7. Способ по п. 6, характеризующийся тем, что в качестве клеток используют клетки человека, скорость деления которых составляет не менее одного деления в 2-3 суток.

8. Способ по п. 6, характеризующийся тем, что ген белка PCP слит с зеленым флуоресцентным белком sfGFP, ген белка 53BP1 слит с флуоресцентным белком tagBFP.

9. Способ оценки эффективности нуклеаз-геномных редакторов, характеризующийся тем, что используют клеточную линию HCT116_dCas9_PCP_sgRNA-TL_53BP1 по п.1, клетки которой трансфицируют плазмидами, кодирующими проверяемые нуклеазы-редакторы и РНК- или ДНК-гиды, направляющие нуклеазу на целевой локус, и спустя 24−48 часов оценивают с помощью конфокальной микроскопии долю целевых локусов, в которые был внесен разрыв, по колокализации фокусов используемых флуоресцентных белков, слитых с белками PCP и 53BP1; эффективность нуклеазы-редактора оценивают по доле клеток, в которых сигналы от целевого локуса и сигналы от 53BP1 колокализованы после трансфекции плазмидами, кодирующими необходимые элементы проверяемой системы редактирования генома, по сравнению с нетрансфицированными клетками.

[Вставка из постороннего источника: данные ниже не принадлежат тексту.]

PR #227, opened 2019-05-07
Add missing header files to umbrella header

syoung-smallwisdom:


BridgeSDK/BridgeSDK.h
```diff
@@ -56,9 +56,11 @@ extern const unsigned char BridgeSDKVersionString[];
 #import <BridgeSDK/SBBNotificationManager.h>
 #import <BridgeSDK/SBBOAuthManager.h>
 #import <BridgeSDK/SBBObjectManager.h>
+#import <BridgeSDK/SBBScheduleManager.h>
```
Erin-Mounts: I left these two headers out on purpose, since they're extremely deprecated and no one should be using them anymore--but if they need to be included for some reason, okay I suppose

syoung-smallwisdom: I get warnings about them being public but not included

Erin-Mounts: good enough reason I guess

PR #231, opened 2019-05-14
Change the method signature for returning a cached report 

syoung-smallwisdom:
...to return an empty report if there isn't an error, but there also isn't a valid report.

The other alternative is to throw an error that indicates that there isn't any cached data, but I don't know that that is an improvement. The method this is based on returns an array if it succeeds, but that array is empty if it needs to trigger a call to the server.

See https://github.com/Sage-Bionetworks/BridgeApp-Apple-SDK/pull/131


syoung-smallwisdom:
Note: I looked into travis and it looks like its already set up to only run the unit tests and not the integration tests on the PR *but* it still tries to *build* the integration tests which fails b/c I don't have the proper credentials installed. This could be fixed but isn't straight-forward enough to include in this PR.

PR #235, opened 2019-06-26
Fix medication reports bug

Erin-Mounts:
It turns out no explicit migration is necessary:
- It's been saving all Reports to the /v4 endpoint all along; it's only been pulling from /v3 for date-only reports
- All Reports get refreshed from Bridge (now via the /v4 endpoint) at app startup so after updating to the new BridgeSDK they will automatically get cached into the correct list


BridgeSDK/BridgeAPI/BridgeAPITypes/MachineGeneratedDoNotEdit/_SBBStudyParticipant.m
```diff
@@ -107,8 +107,13 @@ - (instancetype)initWithManagedObject:(NSManagedObject *)managedObject objectMan
     NSString *password = cacheManager.encryptionKey;
     if (password) {
         NSData *plaintext = [RNDecryptor decryptData:managedObject.ciphertext withPassword:password error:nil];
-        NSDictionary *jsonDict = [NSJSONSerialization JSONObjectWithData:plaintext options:0 error:NULL];
-        self = [self initWithDictionaryRepresentation:jsonDict objectManager:objectManager];
+        if (error && !plaintext) {
```
syoung-smallwisdom: ? Um.... super confused by this. Where is `error` defined. It's not being used by the decryptor.

Also, shouldn't this fail if there is an error OR plaintext is nil? Otherwise, it will crash below where you are trying to serialize a `nil` value.

AND should the NSLog be wrapped in `#if DEBUG` so that you aren't submitting a password to the console log?

BridgeSDK/BridgeAPI/BridgeAPITypes/MachineGeneratedDoNotEdit/_SBBUserProfile.m
```diff
@@ -271,8 +271,13 @@ - (instancetype)initWithManagedObject:(NSManagedObject *)managedObject objectMan
...
         NSData *plaintext = [RNDecryptor decryptData:managedObject.ciphertext withPassword:password error:nil];
-        NSDictionary *jsonDict = [NSJSONSerialization JSONObjectWithData:plaintext options:0 error:NULL];
-        self = [self initWithDictionaryRepresentation:jsonDict objectManager:objectManager];
+        if (error && !plaintext) {
+            NSLog(@"Error decrypting %@ with password '%@': %@", self.class.entityName, password, error);
+            self = nil;
+        } else {
+            NSDictionary *jsonDict = [NSJSONSerialization JSONObjectWithData:plaintext options:0 error:NULL];
+            self = [self initWithDictionaryRepresentation:jsonDict objectManager:objectManager];
+        }
```
syoung-smallwisdom: Same question as above

BridgeSDK/mogenerator_ponso_templates/templates/machine.m.motemplate
```diff
@@ -489,8 +489,13 @@ static id dynamicGetterIMP(id self, SEL _cmd)
...
         NSData *plaintext = [RNDecryptor decryptData:managedObject.<$userInfo.encrypted$> withPassword:password error:nil];
-        NSDictionary *jsonDict = [NSJSONSerialization JSONObjectWithData:plaintext options:0 error:NULL];
-        self = [self initWithDictionaryRepresentation:jsonDict objectManager:objectManager];
+        if (error && !plaintext) {
+            NSLog(@"Error decrypting %@ with password '%@': %@", self.class.entityName, password, error);
+            self = nil;
+        } else {
+            NSDictionary *jsonDict = [NSJSONSerialization JSONObjectWithData:plaintext options:0 error:NULL];
+            self = [self initWithDictionaryRepresentation:jsonDict objectManager:objectManager];
+        }
```
syoung-smallwisdom: same

BridgeSDK/BridgeAPI/BridgeAPITypes/MachineGeneratedDoNotEdit/_SBBStudyParticipant.m
Erin-Mounts: ok check again?

PR #240, opened 2019-09-19
Comment out verbose logging about saving to core data

syoung-smallwisdom:


BridgeSDK/Internal/SBBCacheManager.m
```diff
@@ -726,7 +726,7 @@ - (void)saveCacheIOContext
                 NSLog(@"Error saving cache manager's managed object context. If this is a validation error and at some later time the context is successfully saved, you can ignore this error:\n%@",  error);
```
Erin-Mounts: With that message commented out, this one becomes (usually unnecessarily) alarming. Instead please wrap both of them inside #if DEBUG_CACHE_MANAGER ... #endif blocks.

10. Способ по п.9, характеризующийся тем, что трансфекцию проводят методом электопорации, для чего прикрепленные на поверхности культуральной емкости клетки линии HCT116_dCas9_PCP_sgRNA_53BP1 снимают с поверхности с помощью раствора трипсина, суспендируют в буфере для электропорации и электропорируют согласно протоколу, а после трансфекции наносят на стекла для дальнейшей микроскопии.

11. Способ по п.10, характеризующийся тем, что используют нуклеопоратор Neon (ThermoFisher), программу для электропорации клеток HСТ116: 2 импульса тока напряжением 1050 В, длительностью 30 мс каждый.

12. Способ по п.10, характеризующийся тем, что долю целевых локусов, в которые внесен разрыв, оценивают по колокализации фокусов флуоресцентных белков, слитых с белками PCP и 53BP1 в трансфицированных клетках HCT116_dCas9_PCP_sgRNA_53BP1, а колокализацию оценивают по пересечению сигналов-фокусов флуоресцентных белков.

13. Способ по п.12, характеризующийся тем, что подсчет проводят среди 100 сигналов в клетках HCT116_dCas9_PCP_sgRNA_53BP1, полученной согласно п.6, и среди 100 сигналов нетрансфицированных клеток, после чего значение процента колокализации нетрансфицированных клеток вычитают из значения процента колокализации для опыта.